I nuovi sovrani giunsero a Monza il mercoledì sera. Nella mattinata del giorno dopo il nuovo re presiedeva, in una sala della villa monzese il consiglio dei ministri. «Venerdì Vittorio Emanuele III mandò il Conte Borea da monsignor Arciprete per esprimergli il suo desiderio che la Corona Ferrea figurasse nella cappella ardente e di poi nei funerali [...]. Il mercoledì successivo, fin dalle prime ore del mattino, la città si animava di popolani venuti dai, paesi vicini; dalle finestre e dai balconi venivano appesi paramenti a lutto. Alle ore 14,30 arrivavano a palazzo Reale in due carrozze di Corte i presidenti del Senato e della Camera onorevoli Finali e Villa e i ministri [...]. Alle 15,30 il corteo percorse silenzioso le vie della città fra la generale commozione e l'unanime rimpianto.

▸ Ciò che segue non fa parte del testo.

PR #1863, opened 2025-10-29
feat(tx-service): subscribe to tx service from da-sampling

pradovic:

When adding tx-service to sdp we encountered circular dependency sdp -> tx-service -> da-sampling - da-network - sdp. 
In order to break the cycle, the proposal is to subscribe to transactions from tx services and filter out blobs to sample (from sampling service). 

Also some types were in adapters (verifier, sampling) were cleaned up along the way.

Yes

@pradovic @bacv 

Yes

No

## Checklist

> [!WARNING]  

* [ ] 2. Description added.

### DIFF
--- a/nomos-services/data-availability/sampling/src/lib.rs
+++ b/nomos-services/data-availability/sampling/src/lib.rs
@@ -733,6 +733,12 @@ where
             BoxFuture<'static, (BlobId, Option<DaSharesCommitments>)>,
         > = FuturesUnordered::new();
 
+        let pending_tasks = &mut PendingTasks {
+            long_tasks: &mut long_tasks,
+            sampling_continuations: &mut sampling_continuations,
+            delayed_sdp_sampling_triggers: &mut delayed_sdp_sampling_triggers,
+        };
+
         loop {
             tokio::select! {
                     Some(service_message) = service_resources_handle.inbound_relay.recv() => {
@@ -743,11 +749,7 @@ where
                             &mut sampler,
                             commitments_wait_duration,
                             &share_verifier,
-                            &mut PendingTasks {
-                                long_tasks: &mut long_tasks,
-                                sampling_continuations: &mut sampling_continuations,
-                                delayed_sdp_sampling_triggers: &mut delayed_sdp_sampling_triggers,
-                            }
+                            pending_tasks,
                         ).await;
                     }
                     Some(sampling_message) = sampling_message_stream.next() => {
@@ -765,7 +767,7 @@ where
                         ).await;
                     }
                     // Handle completed sampling continuations
-                    Some((blob_id, commitments)) = sampling_continuations.next() => {
+                    Some((blob_id, commitments)) = pending_tasks.sampling_continuations.next() => {
                         if let Some(commitments) = commitments {
                             info_with_id!(blob_id, "Got commitments for triggered sampling");
                             sampler.add_commitments(&blob_id, commitments);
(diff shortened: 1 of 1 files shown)


nomos-services/data-availability/sampling/src/mempool/sampling.rs
```diff
@@ -0,0 +1,96 @@
...
+                        if let Op::ChannelBlob(blob_op) = op {
+                            Some(blob_op.blob)
+                        } else {
+                            None
+                        }
+                    })
+                    .collect();
+
+                tokio_stream::iter(blob_ids)
+            });
```
bacv, line 86:
```suggestion
            .flat_map(|tx: Self::Tx| {
                let blob_ids_iter = tx.mantle_tx.ops.into_iter().filter_map(|op| {
                    if let Op::ChannelBlob(blob_op) = op {
                        Some(blob_op.blob)
                    } else {
                        None
                    }
                });

                tokio_stream::iter(blob_ids_iter)
            });
```

nodes/nomos-executor/config.yaml
```diff
@@ -149,6 +149,9 @@ da_sampling:
   commitments_wait_duration:
     secs: 2
     nanos: 0
+  sdp_blob_trigger_sampling_delay:
+    secs: 5
```
danielSanchezQ, line 153: Why 5? what I want to know if its specified somewhere or we just consulted the glass ball.

nomos-services/data-availability/sampling/src/lib.rs
```diff
@@ -697,6 +779,33 @@ where
...
+
+                    Some(blob_id) = blob_stream.next() => {
+                        Self::handle_incoming_blob(
+                            blob_id,
+                            sdp_blob_trigger_sampling_delay,
+                            &PendingTasks {
+                                long_tasks: &mut long_tasks,
+                                sampling_continuations: &mut sampling_continuations,
+                                delayed_sdp_sampling_triggers: &mut delayed_sdp_sampling_triggers,
+                            }
```
danielSanchezQ: Wouldn't it be better to pack it before hand and just share the &mut to the created `PendingTasks` instead of creating an object each time?

nomos-services/data-availability/sampling/src/lib.rs
```diff
@@ -697,6 +779,33 @@ where
...
+                            &storage_adapter,
+                            &mut sampler,
+                            commitments_wait_duration,
+                            &share_verifier,
+                            &mut PendingTasks {
+                                    long_tasks: &mut long_tasks,
+                                    sampling_continuations: &mut sampling_continuations,
+                                    delayed_sdp_sampling_triggers: &mut delayed_sdp_sampling_triggers,
+                                }
+                        ).await;
```
danielSanchezQ: Same here as we are immediately awaiting here.

danielSanchezQ (approved):
Left some tiny comments. Otherwise good job. Thanks.

nodes/nomos-executor/config.yaml
pradovic: It used to be like this, just in mempool config, so I copied it. I see now that I forgot to remove it from mempool config, I will add this to the PR as well

pradovic: @bacv Do you know the origin of 5s delay maybe? It used to be in a mempool config before

bacv: well this is a configurable delay, if tx appears in the mempool while shares are not fully disseminated sampling will fail. Disperser has no control over when the TX is put into the mempool because it's done by the DA nodes. Also TX is required for shares to be accepted, so TX will always hit DA node first, then shares.

pradovic: Tnx!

1900 Monza funerali di Umberto I

Giunto il corteo alla stazione e fermatosi l'affusto sotto l'atrio reale, i corazzieri levarono il feretro e lo trasportarono sulla carrozza funebre. Presso la salma stavano due genuflessori, su quello ai piedi della bara venne adagiato il cuscinetto col collare della S.S. Annunziata e sull'altro, alla testa del feretro venne posto l'altro cuscinetto colla sacra Corona Ferrea. Alle 16,27, saliti i principi e gli altri personaggi, il treno si mosse e partì fra il solenne e religioso silenzio di tutto il popolo che era accorso, per salutare l'ultima volta il suo Re, che gli era stato così tragicamente rapito».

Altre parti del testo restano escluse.